## [The task]
Repeat every record below, word for word.

Entries taken from a collection

PR #977, opened 2015-08-28
Heterogeneous API - backend independent C-API for ArrayFire

9prady9:


pavanky:
@9prady9 For now manually include `src/api/c/seq.cpp` while compiling hapi. This solves the issue.

CMakeLists.txt
```diff
@@ -168,6 +170,11 @@ IF(${BUILD_OPENCL})
     ADD_SUBDIRECTORY(src/backend/opencl)
 ENDIF()
 
+IF(${BUILD_HETEROGENOUS_API})
+    ADD_SUBDIRECTORY(src/api/hapi)
+    ADD_SUBDIRECTORY(hapi_examples)
```
pavanky: I don't think the examples need to exist in different directories. We can add dummy variations of all hapi specific functions in each backend.

hapi_examples/test.cpp
```diff
@@ -0,0 +1,67 @@
...
+    af_set_backend(AF_BACKEND_OPENCL);
+    testBackend();
+
+    #ifdef WIN32 // pause in Windows
+    if (!(argc == 2 && argv[1][0] == '-')) {
+        printf("hit [enter]...");
+        fflush(stdout);
+        getchar();
+    }
+    #endif
```
pavanky: Why not use the C++ API ? We should have `setBackend()` in C++ as well.

include/af/defines.h
```diff
@@ -316,6 +321,12 @@ typedef enum {
     AF_FIF_RAW          = 34    ///< FreeImage Enum for RAW Camera Image File
 } af_image_format;
 
+typedef enum {
+    AF_BACKEND_CPU,
+    AF_BACKEND_CUDA,
+    AF_BACKEND_OPENCL
```
pavanky: Add values.

include/af/hapi.h
```diff
@@ -0,0 +1,21 @@
...
+ ********************************************************/
+
+#pragma once
+#include <af/defines.h>
+
+#ifdef __cplusplus
+extern "C" {
+#endif
+
+AFAPI af_err af_set_backend(const af_backend bknd);
```
pavanky: Document this

src/api/hapi/CMakeLists.txt
```diff
@@ -0,0 +1,39 @@
...
+    "${CMAKE_CURRENT_SOURCE_DIR}/*.cpp")
+
+ADD_LIBRARY(af SHARED
+            ${hapi_headers}
+            ${hapi_sources})
+
+IF(${BUILD_CPU})
+    ADD_DEPENDENCIES(af afcpu)
+ENDIF()
+
```
pavanky: Technically hapi does not need to wait for any backend to be built. There is no reason for this.

src/api/hapi/symbol_manager.cpp
```diff
@@ -0,0 +1,102 @@
...
+    if (cudaHandle) {
+        isCUDALoaded = true;
+        activeHandle = cudaHandle;
+    }
+    oclHandle = openDynLibrary(LIB_AF_OCL_NAME);
+    if (oclHandle) {
+        isOCLLoaded = true;
+        activeHandle = oclHandle;
+    }
+}
```
pavanky: We need to figure out the preferred order or atleast provide the user with a choice. Right now it defaults to OpenCL > CUDA > CPU.

src/api/hapi/symbol_manager.cpp
```diff
@@ -0,0 +1,102 @@
...
+        isOCLLoaded = false;
+    }
+}
+
+af_err AFSymbolManager::setBackend(af::Backend bknd)
+{
+    af_err retCode = AF_SUCCESS;
+    activeBknd = bknd;
+    switch (activeBknd) {
+        case af::Backend::AF_BACKEND_CPU:
```
pavanky: If you make `af_backend` an enum with pre defined numbers you can have a lookup table like `isBackendLoaded[kind]`

src/api/hapi/symbol_manager.hpp
```diff
@@ -0,0 +1,80 @@
...
+            funcHandle = (af_func)GetProcAddress(activeHandle, symbolName);
+#else
+            funcHandle = (af_func)dlsym(activeHandle, symbolName);
+#endif
+            if (!funcHandle) {
+                return AF_ERR_SYM_LOAD;
+            }
+            return funcHandle(args...);
+        }
+
```
pavanky: This function has to be the best thing about this entire process :D

src/api/hapi/symbol_manager.hpp
```diff
@@ -0,0 +1,80 @@
...
+    private:
+        bool isCPULoaded;
+        bool isCUDALoaded;
+        bool isOCLLoaded;
+
+        LibHandle cpuHandle;
+        LibHandle cudaHandle;
+        LibHandle oclHandle;
+
```
pavanky: Read what I said earlier about lookup tables

pavanky:
@9prady9 good work! This went faster than I thought. Are the tests passing on the dev machines?

CMakeLists.txt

## [Answer for this exercise]
PR #977, opened 2015-08-28
Heterogeneous API - backend independent C-API for ArrayFire

9prady9:


pavanky:
@9prady9 For now manually include `src/api/c/seq.cpp` while compiling hapi. This solves the issue.

CMakeLists.txt
```diff
@@ -168,6 +170,11 @@ IF(${BUILD_OPENCL})
     ADD_SUBDIRECTORY(src/backend/opencl)
 ENDIF()
 
+IF(${BUILD_HETEROGENOUS_API})
+    ADD_SUBDIRECTORY(src/api/hapi)
+    ADD_SUBDIRECTORY(hapi_examples)
```
pavanky: I don't think the examples need to exist in different directories. We can add dummy variations of all hapi specific functions in each backend.

hapi_examples/test.cpp
```diff
@@ -0,0 +1,67 @@
...
+    af_set_backend(AF_BACKEND_OPENCL);
+    testBackend();
+
+    #ifdef WIN32 // pause in Windows
+    if (!(argc == 2 && argv[1][0] == '-')) {
+        printf("hit [enter]...");
+        fflush(stdout);
+        getchar();
+    }
+    #endif
```
pavanky: Why not use the C++ API ? We should have `setBackend()` in C++ as well.

include/af/defines.h
```diff
@@ -316,6 +321,12 @@ typedef enum {
     AF_FIF_RAW          = 34    ///< FreeImage Enum for RAW Camera Image File
 } af_image_format;
 
+typedef enum {
+    AF_BACKEND_CPU,
+    AF_BACKEND_CUDA,
+    AF_BACKEND_OPENCL
```
pavanky: Add values.

include/af/hapi.h
```diff
@@ -0,0 +1,21 @@
...
+ ********************************************************/
+
+#pragma once
+#include <af/defines.h>
+
+#ifdef __cplusplus
+extern "C" {
+#endif
+
+AFAPI af_err af_set_backend(const af_backend bknd);
```
pavanky: Document this

src/api/hapi/CMakeLists.txt
```diff
@@ -0,0 +1,39 @@
...
+    "${CMAKE_CURRENT_SOURCE_DIR}/*.cpp")
+
+ADD_LIBRARY(af SHARED
+            ${hapi_headers}
+            ${hapi_sources})
+
+IF(${BUILD_CPU})
+    ADD_DEPENDENCIES(af afcpu)
+ENDIF()
+
```
pavanky: Technically hapi does not need to wait for any backend to be built. There is no reason for this.

src/api/hapi/symbol_manager.cpp
```diff
@@ -0,0 +1,102 @@
...
+    if (cudaHandle) {
+        isCUDALoaded = true;
+        activeHandle = cudaHandle;
+    }
+    oclHandle = openDynLibrary(LIB_AF_OCL_NAME);
+    if (oclHandle) {
+        isOCLLoaded = true;
+        activeHandle = oclHandle;
+    }
+}
```
pavanky: We need to figure out the preferred order or atleast provide the user with a choice. Right now it defaults to OpenCL > CUDA > CPU.

src/api/hapi/symbol_manager.cpp
```diff
@@ -0,0 +1,102 @@
...
+        isOCLLoaded = false;
+    }
+}
+
+af_err AFSymbolManager::setBackend(af::Backend bknd)
+{
+    af_err retCode = AF_SUCCESS;
+    activeBknd = bknd;
+    switch (activeBknd) {
+        case af::Backend::AF_BACKEND_CPU:
```
pavanky: If you make `af_backend` an enum with pre defined numbers you can have a lookup table like `isBackendLoaded[kind]`

src/api/hapi/symbol_manager.hpp
```diff
@@ -0,0 +1,80 @@
...
+            funcHandle = (af_func)GetProcAddress(activeHandle, symbolName);
+#else
+            funcHandle = (af_func)dlsym(activeHandle, symbolName);
+#endif
+            if (!funcHandle) {
+                return AF_ERR_SYM_LOAD;
+            }
+            return funcHandle(args...);
+        }
+
```
pavanky: This function has to be the best thing about this entire process :D

src/api/hapi/symbol_manager.hpp
```diff
@@ -0,0 +1,80 @@
...
+    private:
+        bool isCPULoaded;
+        bool isCUDALoaded;
+        bool isOCLLoaded;
+
+        LibHandle cpuHandle;
+        LibHandle cudaHandle;
+        LibHandle oclHandle;
+
```
pavanky: Read what I said earlier about lookup tables

pavanky:
@9prady9 good work! This went faster than I thought. Are the tests passing on the dev machines?

CMakeLists.txt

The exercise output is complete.